INFORMATION GIVEN →
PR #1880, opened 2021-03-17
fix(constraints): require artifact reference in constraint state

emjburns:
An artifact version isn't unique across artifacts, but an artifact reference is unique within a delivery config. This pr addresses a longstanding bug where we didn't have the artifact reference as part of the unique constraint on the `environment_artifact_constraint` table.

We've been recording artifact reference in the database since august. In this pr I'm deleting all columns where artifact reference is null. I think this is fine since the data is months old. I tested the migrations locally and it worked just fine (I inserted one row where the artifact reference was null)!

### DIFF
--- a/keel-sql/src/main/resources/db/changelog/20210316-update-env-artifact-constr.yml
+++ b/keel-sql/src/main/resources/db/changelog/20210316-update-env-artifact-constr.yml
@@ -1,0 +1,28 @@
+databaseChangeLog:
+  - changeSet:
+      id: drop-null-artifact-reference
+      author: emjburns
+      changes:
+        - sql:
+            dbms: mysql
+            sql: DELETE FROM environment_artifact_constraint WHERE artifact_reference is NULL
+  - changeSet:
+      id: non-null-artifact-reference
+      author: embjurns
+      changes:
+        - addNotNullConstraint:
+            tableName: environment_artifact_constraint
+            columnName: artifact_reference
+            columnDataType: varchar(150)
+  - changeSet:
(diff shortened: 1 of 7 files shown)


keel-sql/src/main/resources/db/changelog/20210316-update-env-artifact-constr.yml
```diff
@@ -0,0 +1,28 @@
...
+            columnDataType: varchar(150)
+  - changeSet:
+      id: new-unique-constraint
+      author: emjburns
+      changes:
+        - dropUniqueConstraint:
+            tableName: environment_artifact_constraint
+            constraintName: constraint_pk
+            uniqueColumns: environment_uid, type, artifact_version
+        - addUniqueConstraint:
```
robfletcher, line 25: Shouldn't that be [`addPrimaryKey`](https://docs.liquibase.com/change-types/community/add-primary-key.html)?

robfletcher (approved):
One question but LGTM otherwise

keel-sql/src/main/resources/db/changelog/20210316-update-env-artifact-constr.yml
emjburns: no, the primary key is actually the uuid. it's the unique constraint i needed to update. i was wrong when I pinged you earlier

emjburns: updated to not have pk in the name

==

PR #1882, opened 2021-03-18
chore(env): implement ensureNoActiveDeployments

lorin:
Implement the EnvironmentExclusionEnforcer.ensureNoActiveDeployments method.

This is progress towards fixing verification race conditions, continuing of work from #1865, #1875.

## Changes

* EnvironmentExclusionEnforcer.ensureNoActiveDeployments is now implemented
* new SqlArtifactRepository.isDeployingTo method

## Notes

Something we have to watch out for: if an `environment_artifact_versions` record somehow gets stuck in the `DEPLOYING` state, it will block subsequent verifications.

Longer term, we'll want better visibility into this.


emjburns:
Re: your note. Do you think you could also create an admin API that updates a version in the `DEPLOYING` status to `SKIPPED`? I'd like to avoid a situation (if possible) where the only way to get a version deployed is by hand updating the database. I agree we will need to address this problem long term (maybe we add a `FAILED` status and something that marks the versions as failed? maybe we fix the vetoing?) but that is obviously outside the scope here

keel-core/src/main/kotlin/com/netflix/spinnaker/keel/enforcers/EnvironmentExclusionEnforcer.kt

TASK GOAL → Working through the entries above, copy every line in which "primary" is found.

FINISHED EXERCISE →
robfletcher, line 25: Shouldn't that be [`addPrimaryKey`](https://docs.liquibase.com/change-types/community/add-primary-key.html)?
emjburns: no, the primary key is actually the uuid. it's the unique constraint i needed to update. i was wrong when I pinged you earlier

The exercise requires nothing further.